* What you have to do: Set down, unchanged, the line with "return (data?.seasons ?? [])" and everything after it through the last line of the data.

★ ★ ★ ★

PR #3108, opened 2022-11-04
[Documentation] Updated docker volumes from /app/config to /config

GabrielJean:
#### Description
Hello,

I just discovered overseerr recently and when I was trying to install it using docker and the snippets provided by the documentation the app was complaining that the /config mount wasn't working. I realized that the app is expecting the mount to be at /config but the documentation has it at /app/config. So, I simply want to update the doc to make it easier for everyone. 

Thanks. 

#### To-Dos

- [x] docker compose up works as expected

#### Issues Fixed or Closed

No open issues


TheCatLady:
The correct path for the official container is `/app/config`.

PR #3123, opened 2022-11-17
feat(ui): request card progress bar

### LINKED ISSUE #994: Add User Permission to see Movie/TvShow Download Status
#### Description

When a user requests a movie/tvshow for the admin to approve and then movie/tvshow is approved and subsequently downloading, the state transitions to "processing". Whilst in processing, only the admin can see the state of the movie/tvshow downloading with an ETA and percentage completion bar.

#### Desired Behavior

Please add a permission e.g. Download Status that will allow the admin to grant users the ability to see the status of movies/tvshows that are downloading.

OwsleyJr:
#### Description

**Status Badge Progress Bar**

As I know that this is a very requested feature, I thought I could implement it! The main feature of this PR is to display a movie/show progress on the status badge until it is finished processing. I also added to the tooltip a quick peek that will display more download information similar to the manageSlideover. Below I will go into detail on the exact changes.

- Status badge
   - The core change is that it will now show the progress of each movie or show that is currently downloading. If the case is a show, then it will display the progress of each episode with the season and episode number.
   - If a show is partially available and in the process of downloading, the status badge will now display processing instead of partially available.
   - The progress is calculated from the download item that is being passed in from each parent component that houses the status badge.

- Tooltip
   - Download block is now being passed into the tooltip on the status badge to display more information about the downloads progress.
   - Used ReactDOM.createPortal to prevent overflow-hidden on the parent component.
   - Added classname prop to make it dynamic.
   - Title on download block will change depending on user permissions.

- Servarr backend
   - Added params to retrieve the season and episode number from the Sonarr API.
   - New optional type called episode added to DownloadBlock interface.

Screenshot 2022-11-17 at 5 18 06 PM
Screenshot 2022-11-17 at 5 18 14 PM
Screenshot 2022-11-17 at 5 18 33 PM

#### Issues Fixed or Closed

- Fixes #994


server/api/servarr/base.ts
```diff
@@ -61,6 +77,7 @@ interface QueueItem {
   protocol: string;
   downloadClient: string;
   indexer: string;
+  episode: EpisodeResult;
```
sct, line 80: `episode` is not returned for Radarr so we should make this not required or extend the type just for the Sonarr response.

src/components/CollectionDetails/index.tsx
```diff
@@ -51,6 +54,22 @@ const CollectionDetails = ({ collection }: CollectionDetailsProps) => {
...
+        ? item.mediaInfo?.downloadStatus4k?.forEach((status) =>
+            tempArray.push(status)
+          )
+        : item.mediaInfo?.downloadStatus?.forEach((status) =>
+            tempArray.push(status)
+          )
+    );
+
+    setDownloadStatus(tempArray);
+  }, [data?.parts]);
```
sct, line 71: We don't need a useEffect or a separate state to do this. you can instead just set a const and use `useMemo` with the data.parts as a dependency.

src/components/CollectionDetails/index.tsx
```diff
@@ -218,6 +260,29 @@ const CollectionDetails = ({ collection }: CollectionDetailsProps) => {
...
+                                (item) =>
+                                  item.mediaInfo?.externalServiceId4k ===
+                                  status.externalId
+                              )
+                              .map((title) => title.title)
+                              .join('')}
+                          />
+                        </li>
+                      ))}
+                    </ul>
```
sct, line 284: Feels strange we are duplicating this everywhere we use the `StatusBadge`. Can we just move this into `StatusBadge` itself?

src/components/DownloadBlock/index.tsx
```diff
@@ -1,23 +1,42 @@
...
+}: DownloadBlockProps) => {
   const intl = useIntl();
+  const { hasPermission } = useUser();
+
+  const formattedTitle: string =
+    title +
+    intl.formatMessage(messages.seasonepisodenumber, {
+      seasonNumber: downloadItem?.episode?.seasonNumber,
+      episodeNumber: downloadItem?.episode?.episodeNumber,
+    });
```
sct, line 30:
```suggestion
  const formattedTitle =
    intl.formatMessage(messages.seasonepisodenumber, {
    title,
      seasonNumber: downloadItem?.episode?.seasonNumber,
      episodeNumber: downloadItem?.episode?.episodeNumber,
    });
```

And then update the i18n string to have {title} in it

Fallenbagel:
Hi. Love the work on this PR, I just have a few comments on the progress bar design. I was thinking, wouldn't this design be more inline with the overall overseerr ui? (Just a thought)
(The purple background with translucent white progress bar)

Screenshot_20221212_202758_Firefox Beta

OwsleyJr:
> Hi. Love the work on this PR, I just have a few comments on the progress bar design. I was thinking, wouldn't this design be more inline with the overall overseerr ui? (Just a thought)
> 
> (The purple background with light purple hue progress bar instead of transparent background with dark purple progress bar)
> 
> Screenshot_20221212_202758_Firefox Beta

Readability is easier if the background is black to contrast the progress bar. Also, the design already used in the PR is more inline with the direction Overseerr is headed. The new design of the request modal is a good example.

sct (approved):

PR #3147, opened 2022-12-01
fix: series displayed an empty season with series list/request modal

OwsleyJr:
#### Description

**Empty Episode Count**

Season list and request modal on the tv details page would show empty seasons. Specifically for the request modal, it would allow you to request a season with 0 episodes. Another addition in this PR is a change to the ChevronIcon for consistency across the app.

- Episode count is now added as a conditional to check for seasons.
- ChevronUpIcon changed to ChevronDownIcon

#### To-Dos

### DIFF
--- a/src/components/RequestModal/TvRequestModal.tsx
+++ b/src/components/RequestModal/TvRequestModal.tsx
@@ -232,7 +232,7 @@ const TvRequestModal = ({
 
   const getAllSeasons = (): number[] => {
     return (data?.seasons ?? [])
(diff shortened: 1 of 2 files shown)


danshilm (dismissed):
On the TV details page, the `seasonCount` also needs to not count seasons where there are zero episodes since that's also displayed (under the show's title). The way the show's availability (both non-4K and 4K) is calculated for use in the request button then needs to be updated to correctly use that updated `seasonCount`.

★ ★ ★ ★

* Exercise result:
     return (data?.seasons ?? [])
(diff shortened: 1 of 2 files shown)


danshilm (dismissed):
On the TV details page, the `seasonCount` also needs to not count seasons where there are zero episodes since that's also displayed (under the show's title). The way the show's availability (both non-4K and 4K) is calculated for use in the request button then needs to be updated to correctly use that updated `seasonCount`.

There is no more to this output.